Problem to solve.
In the data below, find every line that has the string "separator", and copy it.

Available records.
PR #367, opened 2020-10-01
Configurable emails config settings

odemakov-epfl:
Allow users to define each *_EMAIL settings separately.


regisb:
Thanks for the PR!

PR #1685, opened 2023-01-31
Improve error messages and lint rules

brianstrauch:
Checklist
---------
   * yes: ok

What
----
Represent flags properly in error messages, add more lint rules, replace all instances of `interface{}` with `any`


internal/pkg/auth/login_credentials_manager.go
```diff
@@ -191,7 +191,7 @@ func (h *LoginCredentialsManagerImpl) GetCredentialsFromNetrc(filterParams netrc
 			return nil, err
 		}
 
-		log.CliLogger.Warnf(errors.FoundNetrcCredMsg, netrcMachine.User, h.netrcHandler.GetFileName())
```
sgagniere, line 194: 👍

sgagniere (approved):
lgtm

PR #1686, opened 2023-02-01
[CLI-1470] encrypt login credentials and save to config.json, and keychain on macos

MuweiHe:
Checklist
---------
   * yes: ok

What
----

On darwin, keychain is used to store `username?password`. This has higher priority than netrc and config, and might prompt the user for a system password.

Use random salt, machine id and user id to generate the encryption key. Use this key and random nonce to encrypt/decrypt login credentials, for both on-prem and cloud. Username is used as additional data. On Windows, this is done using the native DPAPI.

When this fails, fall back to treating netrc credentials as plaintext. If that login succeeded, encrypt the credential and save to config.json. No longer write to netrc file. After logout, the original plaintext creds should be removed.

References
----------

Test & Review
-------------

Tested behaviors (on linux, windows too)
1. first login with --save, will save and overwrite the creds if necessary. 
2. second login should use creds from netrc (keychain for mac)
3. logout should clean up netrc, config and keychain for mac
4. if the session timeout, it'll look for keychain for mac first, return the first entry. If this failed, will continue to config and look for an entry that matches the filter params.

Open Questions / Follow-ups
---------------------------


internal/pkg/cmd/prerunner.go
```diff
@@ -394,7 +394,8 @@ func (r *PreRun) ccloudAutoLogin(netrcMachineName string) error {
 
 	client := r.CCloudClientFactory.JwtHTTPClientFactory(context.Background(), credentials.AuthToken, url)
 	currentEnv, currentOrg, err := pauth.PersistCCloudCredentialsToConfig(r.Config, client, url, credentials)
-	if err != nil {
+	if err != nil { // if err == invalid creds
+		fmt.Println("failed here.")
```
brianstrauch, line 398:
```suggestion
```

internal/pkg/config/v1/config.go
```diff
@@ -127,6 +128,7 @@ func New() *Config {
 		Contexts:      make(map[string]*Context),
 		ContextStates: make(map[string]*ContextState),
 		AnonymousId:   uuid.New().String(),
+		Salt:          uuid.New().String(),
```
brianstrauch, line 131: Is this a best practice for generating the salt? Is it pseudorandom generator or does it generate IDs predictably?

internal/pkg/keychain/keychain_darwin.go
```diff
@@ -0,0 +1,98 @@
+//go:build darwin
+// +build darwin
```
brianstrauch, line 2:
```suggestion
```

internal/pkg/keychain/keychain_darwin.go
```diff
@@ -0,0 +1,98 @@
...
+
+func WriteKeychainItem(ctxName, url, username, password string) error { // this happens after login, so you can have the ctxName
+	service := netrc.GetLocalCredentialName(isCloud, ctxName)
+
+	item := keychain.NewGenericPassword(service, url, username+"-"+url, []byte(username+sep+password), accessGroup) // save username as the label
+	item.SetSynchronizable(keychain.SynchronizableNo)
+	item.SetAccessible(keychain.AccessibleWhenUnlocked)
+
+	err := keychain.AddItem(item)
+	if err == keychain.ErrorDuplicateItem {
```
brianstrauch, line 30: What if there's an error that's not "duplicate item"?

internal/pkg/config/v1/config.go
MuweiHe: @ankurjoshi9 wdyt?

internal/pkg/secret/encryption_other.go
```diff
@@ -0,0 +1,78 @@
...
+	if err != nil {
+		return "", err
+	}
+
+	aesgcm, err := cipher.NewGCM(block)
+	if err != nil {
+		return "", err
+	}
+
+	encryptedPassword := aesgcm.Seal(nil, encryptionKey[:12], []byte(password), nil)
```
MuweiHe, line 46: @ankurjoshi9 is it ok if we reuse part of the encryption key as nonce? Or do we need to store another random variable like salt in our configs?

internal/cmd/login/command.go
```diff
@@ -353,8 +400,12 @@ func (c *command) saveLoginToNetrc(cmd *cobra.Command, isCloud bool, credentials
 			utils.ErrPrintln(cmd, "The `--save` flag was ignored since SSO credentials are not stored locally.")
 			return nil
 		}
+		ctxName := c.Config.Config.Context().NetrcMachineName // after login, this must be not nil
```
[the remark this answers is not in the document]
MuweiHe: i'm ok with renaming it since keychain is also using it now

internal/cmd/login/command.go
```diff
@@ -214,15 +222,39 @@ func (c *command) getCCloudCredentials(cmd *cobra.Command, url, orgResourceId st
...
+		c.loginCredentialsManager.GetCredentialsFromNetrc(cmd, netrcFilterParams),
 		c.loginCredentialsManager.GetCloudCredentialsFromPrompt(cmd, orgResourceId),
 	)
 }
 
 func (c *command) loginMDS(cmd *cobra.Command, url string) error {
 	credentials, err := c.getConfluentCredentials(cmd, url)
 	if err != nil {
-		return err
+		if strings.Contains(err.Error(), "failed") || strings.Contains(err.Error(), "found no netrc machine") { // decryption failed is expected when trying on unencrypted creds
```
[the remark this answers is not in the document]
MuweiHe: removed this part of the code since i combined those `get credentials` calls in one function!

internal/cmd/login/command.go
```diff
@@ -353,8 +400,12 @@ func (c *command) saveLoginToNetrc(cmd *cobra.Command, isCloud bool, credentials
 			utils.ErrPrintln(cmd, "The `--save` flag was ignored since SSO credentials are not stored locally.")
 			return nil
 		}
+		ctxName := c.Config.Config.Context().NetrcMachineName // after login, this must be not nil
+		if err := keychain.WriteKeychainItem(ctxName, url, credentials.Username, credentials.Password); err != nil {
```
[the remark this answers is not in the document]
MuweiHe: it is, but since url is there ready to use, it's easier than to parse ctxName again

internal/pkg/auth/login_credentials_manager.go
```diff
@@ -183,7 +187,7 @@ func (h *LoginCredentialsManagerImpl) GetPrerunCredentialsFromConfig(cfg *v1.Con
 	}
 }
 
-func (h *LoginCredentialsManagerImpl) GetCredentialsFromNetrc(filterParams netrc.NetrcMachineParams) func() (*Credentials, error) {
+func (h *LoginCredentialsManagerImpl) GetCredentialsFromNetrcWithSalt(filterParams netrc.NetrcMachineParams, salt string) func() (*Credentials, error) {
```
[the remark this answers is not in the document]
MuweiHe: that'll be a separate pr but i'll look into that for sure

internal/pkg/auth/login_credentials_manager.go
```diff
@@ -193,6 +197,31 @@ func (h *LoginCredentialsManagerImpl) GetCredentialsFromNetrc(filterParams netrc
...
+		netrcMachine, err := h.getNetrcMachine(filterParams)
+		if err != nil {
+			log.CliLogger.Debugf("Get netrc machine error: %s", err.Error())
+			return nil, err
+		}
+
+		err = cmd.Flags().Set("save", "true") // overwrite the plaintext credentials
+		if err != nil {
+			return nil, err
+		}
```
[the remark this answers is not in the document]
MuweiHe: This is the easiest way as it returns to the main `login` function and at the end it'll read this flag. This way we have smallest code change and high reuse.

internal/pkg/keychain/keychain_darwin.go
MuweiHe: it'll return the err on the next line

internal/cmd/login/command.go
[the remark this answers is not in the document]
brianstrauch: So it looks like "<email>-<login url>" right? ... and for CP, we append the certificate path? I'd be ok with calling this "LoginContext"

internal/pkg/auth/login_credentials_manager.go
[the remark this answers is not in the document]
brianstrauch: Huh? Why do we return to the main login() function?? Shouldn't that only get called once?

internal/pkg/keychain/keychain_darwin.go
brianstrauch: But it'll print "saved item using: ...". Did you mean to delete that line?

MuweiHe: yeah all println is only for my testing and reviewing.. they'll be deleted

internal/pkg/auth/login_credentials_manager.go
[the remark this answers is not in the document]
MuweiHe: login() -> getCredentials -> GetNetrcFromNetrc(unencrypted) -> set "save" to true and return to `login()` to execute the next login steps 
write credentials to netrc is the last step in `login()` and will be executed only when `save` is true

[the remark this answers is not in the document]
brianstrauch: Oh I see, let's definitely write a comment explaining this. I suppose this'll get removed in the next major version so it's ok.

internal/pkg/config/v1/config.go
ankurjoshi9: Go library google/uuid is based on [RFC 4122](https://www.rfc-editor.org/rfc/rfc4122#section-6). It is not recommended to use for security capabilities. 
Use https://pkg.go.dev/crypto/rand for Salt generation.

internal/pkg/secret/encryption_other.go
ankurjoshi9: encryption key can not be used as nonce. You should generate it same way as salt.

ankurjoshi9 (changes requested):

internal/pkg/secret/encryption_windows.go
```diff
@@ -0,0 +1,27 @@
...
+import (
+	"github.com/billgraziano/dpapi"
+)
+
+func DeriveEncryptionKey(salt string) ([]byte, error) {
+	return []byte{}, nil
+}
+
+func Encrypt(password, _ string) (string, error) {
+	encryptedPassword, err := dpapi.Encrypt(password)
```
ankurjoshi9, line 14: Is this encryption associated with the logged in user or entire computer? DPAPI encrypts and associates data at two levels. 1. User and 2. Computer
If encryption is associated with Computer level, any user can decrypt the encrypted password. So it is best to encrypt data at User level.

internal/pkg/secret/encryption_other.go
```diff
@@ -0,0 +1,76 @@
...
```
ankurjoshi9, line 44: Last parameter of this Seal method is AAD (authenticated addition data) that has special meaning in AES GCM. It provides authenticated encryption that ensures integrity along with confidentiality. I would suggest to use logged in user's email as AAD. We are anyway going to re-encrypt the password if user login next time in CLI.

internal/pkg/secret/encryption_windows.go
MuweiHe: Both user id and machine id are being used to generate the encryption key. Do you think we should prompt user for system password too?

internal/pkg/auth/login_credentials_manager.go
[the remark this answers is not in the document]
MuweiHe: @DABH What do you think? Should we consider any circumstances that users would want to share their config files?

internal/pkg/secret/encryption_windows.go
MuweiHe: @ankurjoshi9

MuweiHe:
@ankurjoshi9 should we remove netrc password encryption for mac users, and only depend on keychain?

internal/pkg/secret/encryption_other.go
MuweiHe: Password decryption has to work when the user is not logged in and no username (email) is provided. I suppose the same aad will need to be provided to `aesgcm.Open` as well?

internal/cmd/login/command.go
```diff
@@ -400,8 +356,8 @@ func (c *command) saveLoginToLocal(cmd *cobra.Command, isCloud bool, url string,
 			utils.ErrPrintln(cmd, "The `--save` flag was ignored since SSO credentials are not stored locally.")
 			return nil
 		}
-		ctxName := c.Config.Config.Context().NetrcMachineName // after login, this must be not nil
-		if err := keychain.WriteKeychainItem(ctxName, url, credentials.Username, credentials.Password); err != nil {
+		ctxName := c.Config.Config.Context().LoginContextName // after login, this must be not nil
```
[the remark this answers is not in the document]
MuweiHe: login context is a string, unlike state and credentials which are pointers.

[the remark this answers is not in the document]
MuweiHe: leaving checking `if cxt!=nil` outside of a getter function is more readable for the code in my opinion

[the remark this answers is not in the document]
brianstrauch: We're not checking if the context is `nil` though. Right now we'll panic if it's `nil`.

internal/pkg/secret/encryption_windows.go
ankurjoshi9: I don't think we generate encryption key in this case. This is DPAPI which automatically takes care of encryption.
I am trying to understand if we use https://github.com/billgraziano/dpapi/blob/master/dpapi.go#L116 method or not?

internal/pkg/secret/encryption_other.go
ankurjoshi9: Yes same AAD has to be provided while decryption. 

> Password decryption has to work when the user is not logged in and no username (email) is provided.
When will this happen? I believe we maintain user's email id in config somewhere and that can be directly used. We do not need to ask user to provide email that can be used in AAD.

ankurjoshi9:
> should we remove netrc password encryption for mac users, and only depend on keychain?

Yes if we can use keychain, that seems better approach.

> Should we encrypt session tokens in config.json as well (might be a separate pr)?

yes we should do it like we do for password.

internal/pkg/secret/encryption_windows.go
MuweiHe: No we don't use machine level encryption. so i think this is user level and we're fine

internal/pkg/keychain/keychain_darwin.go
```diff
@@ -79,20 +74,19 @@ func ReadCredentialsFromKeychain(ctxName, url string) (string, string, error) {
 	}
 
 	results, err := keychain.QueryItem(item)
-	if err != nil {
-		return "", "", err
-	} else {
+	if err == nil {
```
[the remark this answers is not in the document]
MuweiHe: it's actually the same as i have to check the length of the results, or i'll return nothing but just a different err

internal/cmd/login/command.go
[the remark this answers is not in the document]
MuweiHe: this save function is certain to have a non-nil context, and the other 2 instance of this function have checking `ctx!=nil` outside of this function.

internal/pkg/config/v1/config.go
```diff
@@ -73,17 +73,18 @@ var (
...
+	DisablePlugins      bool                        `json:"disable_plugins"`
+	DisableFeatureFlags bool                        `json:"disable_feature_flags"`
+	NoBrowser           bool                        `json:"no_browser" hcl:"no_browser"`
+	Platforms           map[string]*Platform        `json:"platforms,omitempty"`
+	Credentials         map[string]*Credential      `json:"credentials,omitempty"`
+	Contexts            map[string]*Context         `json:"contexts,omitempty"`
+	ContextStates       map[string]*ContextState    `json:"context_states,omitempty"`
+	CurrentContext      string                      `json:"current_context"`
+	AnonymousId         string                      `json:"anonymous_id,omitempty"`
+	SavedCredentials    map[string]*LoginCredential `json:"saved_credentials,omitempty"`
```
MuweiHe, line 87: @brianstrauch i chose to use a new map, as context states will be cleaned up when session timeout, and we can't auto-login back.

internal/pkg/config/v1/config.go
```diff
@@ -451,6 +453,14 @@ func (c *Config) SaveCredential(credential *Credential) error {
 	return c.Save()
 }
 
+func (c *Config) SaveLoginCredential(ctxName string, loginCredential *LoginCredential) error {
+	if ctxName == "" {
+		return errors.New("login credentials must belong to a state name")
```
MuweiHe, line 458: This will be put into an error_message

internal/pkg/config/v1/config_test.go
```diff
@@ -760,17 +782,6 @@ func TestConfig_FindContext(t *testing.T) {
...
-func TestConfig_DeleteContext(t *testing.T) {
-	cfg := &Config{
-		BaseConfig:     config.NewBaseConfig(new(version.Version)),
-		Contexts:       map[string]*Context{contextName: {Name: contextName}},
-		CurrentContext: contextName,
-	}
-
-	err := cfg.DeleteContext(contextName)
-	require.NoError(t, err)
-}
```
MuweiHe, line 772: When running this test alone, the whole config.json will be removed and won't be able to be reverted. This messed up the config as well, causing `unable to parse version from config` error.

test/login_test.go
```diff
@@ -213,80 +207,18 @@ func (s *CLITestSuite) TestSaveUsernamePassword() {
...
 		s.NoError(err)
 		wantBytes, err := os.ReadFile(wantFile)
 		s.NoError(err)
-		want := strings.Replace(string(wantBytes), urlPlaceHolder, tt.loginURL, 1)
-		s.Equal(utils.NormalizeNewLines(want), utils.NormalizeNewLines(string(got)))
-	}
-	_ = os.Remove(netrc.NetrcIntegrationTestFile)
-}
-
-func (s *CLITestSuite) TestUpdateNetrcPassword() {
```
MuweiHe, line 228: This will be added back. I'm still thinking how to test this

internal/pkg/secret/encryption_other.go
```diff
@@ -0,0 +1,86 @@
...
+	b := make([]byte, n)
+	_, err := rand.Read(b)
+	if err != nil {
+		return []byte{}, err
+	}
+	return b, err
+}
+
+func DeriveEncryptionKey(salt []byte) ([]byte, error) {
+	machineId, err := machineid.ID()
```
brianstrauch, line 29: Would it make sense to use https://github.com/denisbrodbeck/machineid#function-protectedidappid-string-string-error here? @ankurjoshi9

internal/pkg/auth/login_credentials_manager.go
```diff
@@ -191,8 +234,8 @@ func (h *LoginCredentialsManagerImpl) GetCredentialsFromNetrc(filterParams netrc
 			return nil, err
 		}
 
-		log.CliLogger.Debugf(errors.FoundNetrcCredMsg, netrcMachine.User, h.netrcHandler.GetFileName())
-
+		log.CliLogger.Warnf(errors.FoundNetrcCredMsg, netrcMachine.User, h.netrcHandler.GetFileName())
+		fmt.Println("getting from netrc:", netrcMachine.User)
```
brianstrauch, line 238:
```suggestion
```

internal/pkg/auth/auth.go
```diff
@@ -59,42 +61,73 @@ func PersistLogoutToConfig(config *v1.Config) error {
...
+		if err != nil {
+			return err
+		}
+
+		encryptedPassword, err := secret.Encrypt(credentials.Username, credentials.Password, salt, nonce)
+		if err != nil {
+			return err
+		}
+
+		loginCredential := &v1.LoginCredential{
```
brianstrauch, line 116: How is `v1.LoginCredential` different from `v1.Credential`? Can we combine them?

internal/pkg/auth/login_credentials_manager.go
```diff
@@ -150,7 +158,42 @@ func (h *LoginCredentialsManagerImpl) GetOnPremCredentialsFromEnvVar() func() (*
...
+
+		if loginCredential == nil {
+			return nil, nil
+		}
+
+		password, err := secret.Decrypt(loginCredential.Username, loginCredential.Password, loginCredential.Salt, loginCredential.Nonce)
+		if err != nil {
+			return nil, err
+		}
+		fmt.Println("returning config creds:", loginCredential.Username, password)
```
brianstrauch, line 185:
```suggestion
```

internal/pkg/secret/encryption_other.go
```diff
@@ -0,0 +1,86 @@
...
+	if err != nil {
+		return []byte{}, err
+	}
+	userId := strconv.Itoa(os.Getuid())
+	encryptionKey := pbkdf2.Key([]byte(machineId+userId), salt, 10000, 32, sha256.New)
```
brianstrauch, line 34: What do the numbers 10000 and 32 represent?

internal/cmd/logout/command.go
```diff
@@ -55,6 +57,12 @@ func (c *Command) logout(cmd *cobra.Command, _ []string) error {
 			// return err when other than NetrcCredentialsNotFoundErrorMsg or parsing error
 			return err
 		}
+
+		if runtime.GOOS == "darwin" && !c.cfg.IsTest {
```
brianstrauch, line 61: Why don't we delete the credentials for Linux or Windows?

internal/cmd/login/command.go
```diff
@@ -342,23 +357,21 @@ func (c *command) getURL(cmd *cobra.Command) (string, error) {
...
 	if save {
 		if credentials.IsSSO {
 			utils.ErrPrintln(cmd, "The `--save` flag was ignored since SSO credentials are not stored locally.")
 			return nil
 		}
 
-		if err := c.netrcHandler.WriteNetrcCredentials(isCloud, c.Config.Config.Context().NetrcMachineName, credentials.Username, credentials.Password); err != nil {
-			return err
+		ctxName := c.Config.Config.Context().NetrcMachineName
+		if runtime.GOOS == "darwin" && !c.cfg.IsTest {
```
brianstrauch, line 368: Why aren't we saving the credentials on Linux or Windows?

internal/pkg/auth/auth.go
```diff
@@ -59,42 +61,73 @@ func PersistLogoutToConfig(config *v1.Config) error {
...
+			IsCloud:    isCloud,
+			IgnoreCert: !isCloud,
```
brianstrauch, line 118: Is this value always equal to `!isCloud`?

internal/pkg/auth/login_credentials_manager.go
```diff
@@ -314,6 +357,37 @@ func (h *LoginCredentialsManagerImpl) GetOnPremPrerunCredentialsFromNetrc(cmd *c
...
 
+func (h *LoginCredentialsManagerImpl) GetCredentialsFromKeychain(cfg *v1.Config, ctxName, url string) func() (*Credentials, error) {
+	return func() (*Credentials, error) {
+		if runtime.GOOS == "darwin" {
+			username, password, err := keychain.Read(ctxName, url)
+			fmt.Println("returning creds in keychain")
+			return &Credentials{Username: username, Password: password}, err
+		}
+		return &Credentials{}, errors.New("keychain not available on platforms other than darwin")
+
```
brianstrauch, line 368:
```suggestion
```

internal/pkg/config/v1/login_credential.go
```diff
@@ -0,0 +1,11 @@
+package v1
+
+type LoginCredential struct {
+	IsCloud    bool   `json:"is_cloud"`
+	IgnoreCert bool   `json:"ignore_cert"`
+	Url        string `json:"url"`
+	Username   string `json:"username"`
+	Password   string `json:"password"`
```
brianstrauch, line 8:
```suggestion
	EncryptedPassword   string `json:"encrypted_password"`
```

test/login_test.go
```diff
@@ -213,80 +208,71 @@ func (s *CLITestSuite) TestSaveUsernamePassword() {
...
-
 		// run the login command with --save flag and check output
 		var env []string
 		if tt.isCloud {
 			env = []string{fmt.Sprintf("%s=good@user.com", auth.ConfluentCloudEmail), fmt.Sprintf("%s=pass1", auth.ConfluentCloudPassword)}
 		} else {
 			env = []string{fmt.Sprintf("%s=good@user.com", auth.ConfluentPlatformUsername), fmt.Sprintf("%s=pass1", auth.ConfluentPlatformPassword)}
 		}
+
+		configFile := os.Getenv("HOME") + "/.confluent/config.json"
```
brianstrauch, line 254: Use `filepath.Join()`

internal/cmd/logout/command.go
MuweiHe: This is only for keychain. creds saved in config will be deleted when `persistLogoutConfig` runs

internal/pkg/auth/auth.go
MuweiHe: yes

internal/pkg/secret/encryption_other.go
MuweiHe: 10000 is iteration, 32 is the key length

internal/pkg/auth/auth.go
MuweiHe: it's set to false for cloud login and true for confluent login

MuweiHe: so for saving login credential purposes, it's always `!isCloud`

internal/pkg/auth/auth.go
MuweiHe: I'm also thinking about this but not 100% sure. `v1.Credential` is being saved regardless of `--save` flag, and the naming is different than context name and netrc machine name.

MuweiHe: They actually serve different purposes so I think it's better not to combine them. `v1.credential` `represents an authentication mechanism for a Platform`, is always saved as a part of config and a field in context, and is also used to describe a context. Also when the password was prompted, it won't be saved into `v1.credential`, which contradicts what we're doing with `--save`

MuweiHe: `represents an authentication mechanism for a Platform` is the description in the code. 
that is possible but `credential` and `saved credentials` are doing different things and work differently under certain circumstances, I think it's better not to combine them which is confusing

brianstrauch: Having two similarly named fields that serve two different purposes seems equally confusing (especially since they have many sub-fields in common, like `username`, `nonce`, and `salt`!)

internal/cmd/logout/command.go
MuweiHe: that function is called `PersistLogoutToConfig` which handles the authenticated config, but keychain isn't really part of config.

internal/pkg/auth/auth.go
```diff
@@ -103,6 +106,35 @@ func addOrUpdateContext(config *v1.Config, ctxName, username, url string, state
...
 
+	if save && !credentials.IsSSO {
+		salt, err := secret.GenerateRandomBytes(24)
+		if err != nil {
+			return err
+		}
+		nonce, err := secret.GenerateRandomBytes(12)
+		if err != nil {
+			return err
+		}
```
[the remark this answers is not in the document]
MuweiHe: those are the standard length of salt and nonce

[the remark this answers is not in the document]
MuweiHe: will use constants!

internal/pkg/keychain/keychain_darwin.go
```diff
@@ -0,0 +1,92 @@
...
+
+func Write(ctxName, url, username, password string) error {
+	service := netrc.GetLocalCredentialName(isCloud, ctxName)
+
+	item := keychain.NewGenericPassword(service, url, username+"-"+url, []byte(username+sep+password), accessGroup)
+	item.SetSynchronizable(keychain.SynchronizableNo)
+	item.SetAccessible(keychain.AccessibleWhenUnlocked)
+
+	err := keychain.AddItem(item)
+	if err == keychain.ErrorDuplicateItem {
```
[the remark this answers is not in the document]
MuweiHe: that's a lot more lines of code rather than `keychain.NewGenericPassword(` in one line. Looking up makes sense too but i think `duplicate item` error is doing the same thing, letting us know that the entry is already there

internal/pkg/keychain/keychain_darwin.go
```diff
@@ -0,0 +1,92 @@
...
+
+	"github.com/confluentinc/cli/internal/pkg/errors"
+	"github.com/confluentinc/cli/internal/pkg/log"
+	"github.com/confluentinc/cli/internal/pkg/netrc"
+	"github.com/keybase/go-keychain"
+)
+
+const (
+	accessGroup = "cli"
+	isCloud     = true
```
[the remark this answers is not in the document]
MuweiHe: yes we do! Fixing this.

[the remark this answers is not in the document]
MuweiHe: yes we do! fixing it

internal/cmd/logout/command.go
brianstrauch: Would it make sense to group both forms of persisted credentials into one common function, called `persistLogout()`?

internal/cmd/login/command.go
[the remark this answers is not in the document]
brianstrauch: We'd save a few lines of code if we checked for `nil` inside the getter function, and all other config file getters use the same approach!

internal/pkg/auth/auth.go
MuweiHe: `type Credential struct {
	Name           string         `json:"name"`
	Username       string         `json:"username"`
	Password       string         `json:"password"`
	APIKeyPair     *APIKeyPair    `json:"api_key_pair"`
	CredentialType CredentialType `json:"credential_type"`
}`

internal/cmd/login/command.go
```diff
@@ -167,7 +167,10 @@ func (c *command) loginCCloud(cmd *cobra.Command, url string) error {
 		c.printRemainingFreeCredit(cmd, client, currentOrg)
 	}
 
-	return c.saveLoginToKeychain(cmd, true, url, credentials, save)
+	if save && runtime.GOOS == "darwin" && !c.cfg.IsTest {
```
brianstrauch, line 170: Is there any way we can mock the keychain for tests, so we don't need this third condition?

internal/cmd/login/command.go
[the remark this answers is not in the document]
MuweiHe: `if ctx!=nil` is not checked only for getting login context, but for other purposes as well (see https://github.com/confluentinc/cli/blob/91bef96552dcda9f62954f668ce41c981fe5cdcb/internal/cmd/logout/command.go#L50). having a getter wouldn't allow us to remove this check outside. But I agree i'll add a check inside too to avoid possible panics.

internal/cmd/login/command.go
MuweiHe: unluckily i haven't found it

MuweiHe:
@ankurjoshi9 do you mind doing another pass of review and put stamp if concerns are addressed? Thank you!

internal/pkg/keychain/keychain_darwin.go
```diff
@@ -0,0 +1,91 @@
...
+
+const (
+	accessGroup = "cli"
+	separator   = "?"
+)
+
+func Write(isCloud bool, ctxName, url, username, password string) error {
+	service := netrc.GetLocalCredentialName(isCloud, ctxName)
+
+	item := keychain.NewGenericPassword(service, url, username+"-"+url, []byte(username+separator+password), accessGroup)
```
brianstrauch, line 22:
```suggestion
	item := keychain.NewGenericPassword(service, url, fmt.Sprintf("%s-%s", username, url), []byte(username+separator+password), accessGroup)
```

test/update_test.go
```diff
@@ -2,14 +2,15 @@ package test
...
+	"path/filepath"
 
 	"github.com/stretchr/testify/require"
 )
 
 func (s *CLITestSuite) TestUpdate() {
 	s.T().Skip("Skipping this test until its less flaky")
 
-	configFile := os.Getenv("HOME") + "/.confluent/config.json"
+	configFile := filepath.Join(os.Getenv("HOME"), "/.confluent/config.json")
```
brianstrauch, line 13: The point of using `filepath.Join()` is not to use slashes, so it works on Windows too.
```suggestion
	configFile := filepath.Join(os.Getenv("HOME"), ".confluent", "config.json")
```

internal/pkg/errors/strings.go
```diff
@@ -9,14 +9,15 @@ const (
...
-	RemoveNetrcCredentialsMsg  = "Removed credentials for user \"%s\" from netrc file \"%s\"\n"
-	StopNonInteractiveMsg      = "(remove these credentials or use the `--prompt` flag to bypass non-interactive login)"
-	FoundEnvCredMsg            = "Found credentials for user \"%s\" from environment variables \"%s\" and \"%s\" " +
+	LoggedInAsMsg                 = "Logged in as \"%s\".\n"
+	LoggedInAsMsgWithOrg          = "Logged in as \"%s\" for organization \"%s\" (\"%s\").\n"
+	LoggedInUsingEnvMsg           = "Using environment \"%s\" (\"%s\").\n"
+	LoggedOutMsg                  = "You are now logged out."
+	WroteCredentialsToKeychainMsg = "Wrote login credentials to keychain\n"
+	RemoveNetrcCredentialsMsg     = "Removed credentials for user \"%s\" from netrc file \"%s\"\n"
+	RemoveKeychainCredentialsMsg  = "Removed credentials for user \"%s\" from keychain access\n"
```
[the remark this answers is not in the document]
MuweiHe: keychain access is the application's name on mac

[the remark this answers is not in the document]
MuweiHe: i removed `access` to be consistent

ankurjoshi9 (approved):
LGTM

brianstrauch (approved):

Response to the task.
+	separator   = "?"
+	item := keychain.NewGenericPassword(service, url, username+"-"+url, []byte(username+separator+password), accessGroup)
	item := keychain.NewGenericPassword(service, url, fmt.Sprintf("%s-%s", username, url), []byte(username+separator+password), accessGroup)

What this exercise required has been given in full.